Myths of AIDS

I still recall when I was eight and playing “Hide and Seek” with a bunch of kids. One boy caught a girl and kissed her on the cheek, and then ran to his mother and told her what had happened. “Mommy,” he said, “can I get AIDS?”

As juvenile as this may now seem, it portrayed a reality we are still facing today: everyone has heard of AIDS but many, regardless of age, are ill informed about it. And to make things worse, out there in the big world there are some interesting, if shocking, myths about it:

 

1. A man can cure himself from AIDS if he has sexual intercourse with a virgin.
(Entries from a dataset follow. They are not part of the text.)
PR #88, opened 2022-01-31
03-1034 : (enhancement) Add support for branding on active visits

donaldkibet:
## Requirements

## Summary

- Add branding for active-visit header 

## Screenshots
brading

## Related Issue

*None.*

## Other

*None.*

### DIFF
--- a/packages/esm-active-visits-app/src/active-visits-widget/active-visits.scss
+++ b/packages/esm-active-visits-app/src/active-visits-widget/active-visits.scss
@@ -94,7 +94,8 @@
     display: block;
     width: 2rem;
     padding-top: 3px;
-    border-bottom: 0.375rem solid $brand-teal-01;
+    border-bottom: 0.375rem solid;
+    @include brand-03(border-bottom-color);
   }
 }
 


packages/esm-active-visits-app/src/active-visits-widget/active-visits.component.tsx
```diff
@@ -175,10 +175,11 @@ const ActiveVisitsTable = () => {
                           <th colSpan={headers.length + 2}>
                             <ExtensionSlot
                               className={styles.visitSummaryContainer}
-                              extensionSlotName="visit-summary-slot"
+                              extensionSlotName="visit-detail-overview-slot"
```
brandones, line 178: Yeah this seems like a worse name

brandones:
Screenshot from 2022-02-01 09-32-39
love to see it

packages/esm-active-visits-app/src/active-visits-widget/active-visits.component.tsx
```diff
@@ -175,10 +175,11 @@ const ActiveVisitsTable = () => {
...
                               state={{
-                                visitUuid: paginatedActiveVisits[index]?.visitUuid,
+                                visit: paginatedActiveVisits[index]?.visit,
                                 patientUuid: paginatedActiveVisits[index]?.patientUuid,
+                                listViewOverride: true,
                               }}
                             />
```
brandones, line 184: Is this a single-use extension slot (i.e., only one extension ever goes in it, and it should always go in it)? Can we replace it with just using the component directly?

jonathandick: I realize now, we made this into an extension slot as this gives orgs the flexibility to use their own widget to show this data. At AMPATH, we're using obs to recording medication orders as well as concepts that may be specific to us.

packages/esm-active-visits-app/src/active-visits-widget/active-visits.component.tsx
jonathandick: I'm not exactly sure what we're putting in this slot so hard for me to recommend a different name.

packages/esm-active-visits-app/src/active-visits-widget/active-visits.component.tsx
brandones: Where does that stuff show up? Don't we expect that kind of customization to be needed for most implementations? Can we accomplish that by making the widget configurable?

jonathandick: I feel like this would be comlicated to do via configuration as this is based on context. The visit type, program encrollment, the role of the user may all be implementation level factors that really require logic to sort out. I'd like to merge this for now as I believe it's blocking us from moving forward. If we change the approach later it won't be a big deal to refactor this

jonathandick:
@donaldkibet can you fix conflicts and we can then merge.

packages/esm-active-visits-app/src/active-visits-widget/active-visits.component.tsx
jonathandick: let's just call this the av-visit-overview-slot for now. @brandones do we need to start a convention to name-space slots? Calling this the "visit-overview-slot" could eventually be used somewhere else which would be problematic. calling this the active-visits-widget-visit-overview-slow seems a tad long.

brandones: Oh that's an interesting question. Right now slot names do need to be globally unique. I would rather we lift that restriction and make them only have to be unique per module rather than establish a namespacing convention.

For this one, I would advocate calling it `visit-row-details-slot`. [A slot is a place](http://o3-dev.docs.openmrs.org/#/main/extensions?id=naming-slots).

jonathandick (approved):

This belief is held among many in Southeast Asia and Africa, and has very severe consequences. The local sex industries are encouraged to buy young virgin girls from poor families – not surprising considering that in Cambodia alone, more than 50,000 women and children are traded annually in the poverty stricken country’s sex industry.
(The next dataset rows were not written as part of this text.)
PR #89, opened 2022-01-31
Fix visit start time

denniskigen:
## Requirements

## Summary
The active visits widget currently uses the visit `startDate` to compute the time when a visit started. This property doesn't exist on the visit object. We should instead use the `startDatetime` property. 

This commit fixes the ActiveVisits component logic to use the `startDatetime`.

## Screenshots

> Before 

Screenshot 2022-01-31 at 21 43 46

> After

Screenshot 2022-01-31 at 21 43 14

> Error when the visit is `null`

Screenshot 2022-01-31 at 21 42 57

> Fixed 

Screenshot 2022-01-31 at 21 44 19

### DIFF
--- a/packages/esm-active-visits-app/src/active-visits-widget/active-visits.resource.tsx
+++ b/packages/esm-active-visits-app/src/active-visits-widget/active-visits.resource.tsx
@@ -19,12 +19,15 @@ export function useActiveVisits() {
   const { data: currentUserSession } = useCurrentSession();
   const startDate = dayjs().format('YYYY-MM-DD');
   const sessionLocation = currentUserSession?.data?.sessionLocation?.uuid;
+
   const customRepresentation =
     'custom:(uuid,patient:(uuid,identifiers:(identifier,uuid),person:(age,display,gender,uuid)),' +
     'visitType:(uuid,name,display),location:(uuid,name,display),startDatetime,' +
-    'stopDatetime)&fromStartDate=';
-  const url =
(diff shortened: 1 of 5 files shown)


denniskigen:
Two interesting outcomes following this change:

1. I've realized that the active visits widget can show visits with start times in the future.
2. The active visits widget can show visits started for voided patients (like the test patient in the screenshot above).

packages/esm-active-visits-app/src/active-visits-widget/active-visits.resource.tsx
```diff
@@ -17,21 +17,15 @@ export interface ActiveVisit {
...
-    '&location=' +
-    sessionLocation;
-
-  const { data, error, isValidating } = useSWR<{ data: { results: Array<Visit> } }, Error>(
-    `/ws/rest/v1/visit?includeInactive=false&v=${customRepresentation}`,
-    openmrsFetch,
-  );
+    'stopDatetime)&fromStartDate=';
+  const url =
+    `/ws/rest/v1/visit?includeInactive=false&v=${customRepresentation}` + startDate + '&location=' + sessionLocation;
```
brandones, line 27: I find the previous version more readable. It seems strange to say `fromStartDate=` and then leave it hanging.

brandones (approved):
One readability concern, but generally LGTM.

denniskigen:
Thanks for the review, @brandones!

Globally, the U.S. State Department estimates that there are more than one million children traded in the sex industry every year. Though the numbers alone may be appalling, hearing personal stories is even more outraging. Recently there was extensive media coverage of the case of a six year old Cambodian girl who was sold by her parents as a virgin when she was only 5, traded, abused for one year, and then brought to a shelter where she could finally receive the love and warmth of a home.
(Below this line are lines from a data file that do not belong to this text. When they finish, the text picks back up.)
PR #95, opened 2022-02-04
O3-1050: Patient Search should display a Clear button instead of X inside text field

jnsereko:
## Requirements

## Summary
Instead of having a second X inside of the search bar to clear the text, the design has a ghost button saying Clear to separate it from the X above it to close the search bar entirely. See the design here: https://zpl.io/2jq39Xx

## Screenshots

*None.*

## Related Issue
https://issues.openmrs.org/browse/O3-1050

## Other

*None.*

### DIFF
--- a/packages/esm-patient-search-app/src/patient-search-icon/patient-search-icon.component.tsx
+++ b/packages/esm-patient-search-app/src/patient-search-icon/patient-search-icon.component.tsx
@@ -125,6 +125,7 @@ const PatientSearchLaunch: React.FC<PatientSearchLaunchProps> = () => {
               className={styles.patientSearchInput}
               placeholder={t('searchForPatient', 'Search for a patient by name or identifier number')}
               labelText=""
+              closeButtonLabelText={t('clearSearch', 'Clear')}
               onKeyUp={handleEnterKeyPressed}
               onChange={(event) => handleChange(event.target.value)}
               autoFocus={true}
--- a/packages/esm-patient-search-app/translations/en.json
+++ b/packages/esm-patient-search-app/translations/en.json
@@ -1,4 +1,5 @@
 {
+  "clearSearch": "Clear",
   "error": "Error",
   "errorCopy": "Sorry, there was a an error. You can try to reload this page, or contact the site administrator and quote the error code above.",
   "errorText": "An error occurred while performing search",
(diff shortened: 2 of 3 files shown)


jnsereko:
@ibacher 
i am still learning how to debug this, so for a moment i might not be in the best position to tell the cause of the error.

But this is not a story with a happy ending: the young girl has been diagnosed with AIDS. In the realms of poverty, myths and greed, an innocent girl is paying with her life, or what is left of it. No, AIDS is not cured through intercourse with a young virgin. But pedophilia could be “treated” through prolonged imprisonment.

 

2. Social contact with an infected person can transmit HIV.

The numbers of AIDS patients ostracized by society are too numerous in a world that has presumably learned how HIV is transmitted. The most helpless victims are children who were born with HIV, passed on from their mothers, and then abandoned, left at the mercy of strangers on the streets.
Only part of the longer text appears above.